First, relational databases and desktop analysis or virtualization packages cannot process big data. On the contrary, a large number of parallel software running on thousands of servers need to do this.
Many organizations turn to open-source tools, such as Apache hadoop, to handle big data. For example, Twitter sends login information to hadoop and directly writes it to HDFS and hadoop file systems.
Hadoop supports data-intensive application deployment on thousands of nodes and several petabytes, said David Hill, chairman of mesabi group.
However, big data cannot be generalized for different types of applications. For example, hadoop is not necessarily suitable for all cases, Hill warned.

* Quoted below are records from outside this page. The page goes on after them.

PR #4004, opened 2022-04-25
refactor: theme architecture [DET-6211]

hkang1:
## Description

The theme needed some update moving forward to:
1. provide rules and structure to make it easier to decide how and what to style the future components
2. simplify structure to minimize developer decisions for styling
3. enable multiple themes designs
4. allow dynamic theme changes

The following covers the most important high level concepts that were incorporated during the design of the theme.

Layers theme structure helps with mimicking some physical layers of the views.
Layers

Auto-generated Strong/Weak allows to keep the actual themes that need to be defined to a much manageable pool of variables.
StrongWeak

Continuing to use status colors to express DL item lifecycles.
Status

Hill emphasizes that big data capturing, storage, and analysis rely on the characteristics of special applications. For example, the storage of EMC isilon or IBM sonas connected by the scale-out network may be better for using unstructured data than slices or videos.
Big Data Processing type
Big Data processing can be classified into three basic types, said Mike Minelli, executive vice president of revolution analytics, information management, business intelligence, and intelligent analysis.

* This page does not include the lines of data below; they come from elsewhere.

PR #4006, opened 2022-04-25
build: set up shared-web submodule [DET-6961]

hamidzr:
## Description

- move message component as an example

## Test Plan

- expect the build to fail with a bad submodule SHA
- check that we still
  - build the stories for shared modules
  - run and include the shared module tests

## Commentary (optional)

shared-web repo: https://github.com/determined-ai/shared-web

## Checklist


webui/react/src/shared/components/message/index.ts
```diff
@@ -0,0 +1,3 @@
+export * from './Message';
+import Message from './Message';
+export default Message;
```
hkang1: nice, you got both named and default re-exported

.gitmodules
```diff
@@ -0,0 +1,3 @@
+[submodule "webui/react/src/shared"]
+	path = webui/react/src/shared
+	url = https://github.com/determined-ai/shared-web.git
```
hkang1, line 3: looks like this is the magic for this PR

hkang1 (approved):
This PR looks good.

I have some questions about how one would do the following:
- Check out the tip of the submodule in the respective core and saas repo.
  - I think it's `git submodule init`, `git submodule sync`, `git submodule update`?
- Check the changes you want in the `shared` folder into `shared-web` repo? How do we create a PR of just the changes in `shared` folder against the tip of `shared-web` repo?

Would it help to have targets in `Makefile` or `package.json` scripts to do the steps above or should this just be left to our personal dev env setup?

hkang1:
Ok I think I worked through the flow and here are some additional steps I had to take to get the dev flows working.

### Checking out or pulling updates for submodules

1. initialize git submodules via `git submodule init` (only need to do it once in the respective repos, ie. once for core, once for repo) - (you can combine with `update` command with `--init` param as an option)
2. sync submodules via `git submodule sync`
3. update submodule via `git submodule update`

### Pushing changes to the submodule repo

1. install `gh` github CLI (`homebrew install gh` on OSX)
2. [create a github personal access token](https://docs.github.com/en/authentication/keeping-your-account-and-data-secure/creating-a-personal-access-token) and remember to copy the generated auth token from this step for use in the step below...
3. authenticate with token via `gh auth init` and choose the `Paste an authentication token` option
4. you should be able to go into `shared` directory and create a branch + push for `shared-web` changes to create a PR

webui/react/src/shared/components/message/index.ts
hamidzr: I wonder if there's a shorter syntax for rexporting the default export.

hamidzr:
> * I think it's `git submodule init`, `git submodule sync`, `git submodule update`?

`git update --init` I think you can just stick with this for most cases.

for authentication this would also be a decent option

https://git-scm.com/docs/git-config#Documentation/git-config.txt-urlltbasegtinsteadOf
in ~/.gitconfig
```
[url "ssh://git@github.com/"]
	insteadOf = https://github.com/
```

hamidzr:
- update the release process

webui/react/src/shared/components/message/index.ts
hkang1: I looked into this too when I saw this section, I think this is the most succinct way.

PR #4007, opened 2022-04-25
perf: process trial profiler data more efficiently DET-7050

trentwatt:
## Description

perf: process trial profiler data more efficiently [DET-7050] also [DET-7134]

## Test Plan

[This experiment](https://github.com/determined-ai/determined/files/8619756/mnist_pytorch.zip) has profiling and starts up fairly quick. do a `det e create prof.yaml .` from there and navigate to profiler page. watch data come in, play around, etc. you can fork repeatedly as well.

## Before
There are a number of problematic aspects of the existing code to process profiler data:

1. unnecessary entanglement of the different charts
2. unnecessary entanglement of the between the data and options for the charts
3. reprocessing of entire data every time new data comes in
4. unnecessary use of context (the context is only used by siblings)
5. splitting of data processing between 4 different files `Profiles/utils.tsx`, `useFetchMetrics`, `ProfileFiltersProvider`, `ProfilesEnabled` when the data is all going to one place.

 

Essentially this is what the existing profiler code is doing:
- `ProfileFiltersProvider` does a `useFetchMetrics` for each chart (Throughput, Timing, and System)
- `useFetchMetrics` calls a streaming API where the responses look like this:
```
{
  "result": {
    "batch": {
      "values": [0.0000936872, 0.0000951247, 0.0000956039],
      "batches": [1522, 1523, 1524],
      "timestamps": [
        "2022-04-23T06:58:03.960501Z",
        "2022-04-23T06:58:04.035649Z",
        "2022-04-23T06:58:04.113157Z"
      ],
      "labels": {
        "trialId": 27,
        "name": "from_device_52",
        "agentId": "orangebrain.local",
        "gpuUuid": "",
        "metricType": "PROFILER_METRIC_TYPE_TIMING"
      }
    }
  }
}
```

the ultimate goal is to get them into the `data` and `options` props for the `UPlotChart` component. 
`data` is a 2d array where all the rows have the same length, the first row are the timestamps, and each row corresponds to a value for a metric at that timestamp. if a metric does not exist for a given timestamp, then it is `null`.

as far as `options`, the main thing is that is has an attribute called `series` this an array of metadata for each metric, that is aligned with the indices in `data`

- as responses come in, a dictionary `metrics` is built of the form 
```
{
  "dataByTime": {
   "2022-04-23T06:58:03.960501Z" : { "metricA": 1, "metricB": 2 },
   "2022-04-23T06:58:04.035649Z" : { "metricA": 1, "metricC": 2 }
  },
  "names": ["metricA", "metricB", "metricC" ]
}
```

- this dictionary is returned to `ProfileFiltersProvider`, which bundles all the different metrics into a dictionary (also called) `metrics`, then puts `metrics` as the context value. recently a change was made to throttle the recreation of the dictionary, but previously it was updated every time new data came in.
- profiles enabled then does `useProfilesFilterContext` to get the metrics.
- whenever the `metrics` changes, `ProfilesEnabled` updates `data` and `options`, which are the actual values sent to the `UPlotChart` component. here's how:
  - for each metric type `profilesEnabled` calls `convertMetricsToUplotData` which sorts the data from scratch **(every data update)** and then builds the `data` prop as described above
  - after it does that it creates dummy null arrays for the data from the other charts **(again, every data update)**. this is in order to implement syncing of bounds, but it is inefficient and doesnt work.
  - it also rebuilds `options.series` for those dummy arrays based on the metrics for the other charts. this is significant because each time options is updated the `UPlotChart` component does a compare on the options to find whether it needs to recreate the chart. in general the options actually changing is rare, but it gets recreated every time data comes in so there is a lot of redundancy here.

## After

This PR takes a much more simple and efficient approach.

- it completely gets rid of the entanglement between the different charts
- `useFetchMetrics` now returns `data` in the form needed for the `UPlotChart` component.
- each chart does `useFetchMetrics` separately as its own component
- that's pretty much it

In order to achieve this we are truncating timestamps at the `1/10th` of a second (they are captured at the millisecond). As it turns out, though, the digits beyond the `1/10th` of a second are not meaningful for comparing across metrics (which is the only reason such precision would be useful in the first place).

This is because the metrics that are being captured have wildly different margins of error and interpretations for the timestamps associated with them.
 - some metrics `A` have timestamps corresponding to the moment of capture
 - some metrics `B` are an average of the last `1/10th` of a second. 
 - some metrics `C` are average of the last `1/6th` of a second

in this context we can have `A` reported at `1.105` and `B` reported at `1.110`, so it appears that `B` is after `A`, but the center of the sampling window for `B` is at `1.06`, so `B` would be more properly said to be before `A`.

in light of this and other timing concerns, reporting timestamps to the millisecond gives the end user a misleading picture of the precision of the values.

The following is the performance motivation for truncating: In general timestamps for different metrics are not aligned. so we can have things like this:

- metric 0 is timestamped at 0, 1, 2,
- metric 1 is timestamped at 0.001, 1.001, 2.001
- metric 2 is timestamped at 0.002, 1.002, 2.002

and so on till metric 1000

but then each metrics comes in separately.  so our timestamps on `data` will look like this after each step

- `[0.000, 1.000, 2.000]`
- `[0.000, 0.001, 1.000, 1.001, 2.000, 2.001]`
- `[0.000, 0.001,  0.002, 1.000, 1.001, 1.002, 2.000, 2.001, 2.002]`

In other words, we would be doing a lot of costly insertions, as well as filling our `data` array with `100x` as many `nulls` as we would if the metrics were aligned on the tenth of a second. 

in the new approach we initialize the data at the beginning according to the initial timestamp, and some buffer in case subsequent metrics come in with earlier timestamps. then every time a new batch comes in with a higher max timestamp, we add buckets for each tenth of a second between the current max and the new max to each series. 

then for each metric value it is just a matter of updating the appropriate index of the data.

## Checklist

[DET-7050]: https://determinedai.atlassian.net/browse/DET-7050?atlOrigin=eyJpIjoiNWRkNTljNzYxNjVmNDY3MDlhMDU5Y2ZhYzA5YTRkZjUiLCJwIjoiZ2l0aHViLWNvbS1KU1cifQ

[DET-7134]: https://determinedai.atlassian.net/browse/DET-7134?atlOrigin=eyJpIjoiNWRkNTljNzYxNjVmNDY3MDlhMDU5Y2ZhYzA5YTRkZjUiLCJwIjoiZ2l0aHViLWNvbS1KU1cifQ


mapmeld (approved):
Ran the suggested experiment locally, and profiler is working. LGTM

hkang1 (approved):
LGTM!

Preview worked great. Nothing blocking, but couple of things.
- Some refactor suggestions and questions.
- A follow up ask of more test coverage, in particular for components, hooks and utility functions. If that is too large of a task, I would say focus on covering the most impactful code that is reusable code, so most likely utility functions the hooks.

Information management captures and stores information, Bi analyzes data, and looks at past situations. Intelligent analysis predicts data. Minelli said.
Revolution analytics provides open-source R language and revolution R enterprise, and provides advanced analysis of terabytes of data. Revolution analytics is developing the hadoop connector and R language capabilities on Google's map/reduce framework.
Tools for Processing Big Data
Apsara stack provides proprietary software for processing big data analysis capabilities, including asterdata, IBM's proprietary software netezza, datameer, proprietary software built on Apache hadoop, and paraccel.
IBM's netezza is in its Infosphere product. Oracle exadata and EMC's greenplum are also proprietary tools for processing large amounts of data.
EMC introduced free greenplum DatabaseCommunityVersion. This Community version is only software. Greenplum community reports include three collaboration modules: greenplum dB, madlib, and alpine miner.
Open-source tools for processing large data volumes include hadoop, MAP/reduce, and jaspersoft Bi tools.
Jaspersoft's bi tool provides reporting, analysis, and etletl (decompression, conversion, and loading) for a large number of parallel analytic databases, including EMC greenplum and HP vertica. Jaspersoft also provides local reports through open source connections between hadoop and various types of nosql databases, including MongoDB, Riak, couchdb and infinispan.
Open-source tools vs. proprietary tools
Open-source tools can be viewedCodeIn this way, developers can find out what is in the integration process. In almost all cases, open-source analysis is more cost-effective and flexible. Minelli of revolution analytics.
As the data volume continues to grow, the company will be forced to increase its infrastructure deployment. Patent fees will continue to increase, while open-source technologies will save the continued patent fees. Twitter chooses hadoop, the important reason is that the cost of proprietary tools is too high.
In the long run, open-source tools allow enterprises to create new analysis technologies to better process Unstructured languages, such as tablets. Rather than relying on new analysis technologies developed by traditional manufacturers. Open-source tools give enterprises the opportunity to innovate.
Another field is the hybrid use of open source and proprietary tools.
In the short term, open-source analysis will become more and more widely used and grow rapidly. In the long run, the application of hybrid technology will appear in a highly competitive market, and the two will have a huge demand.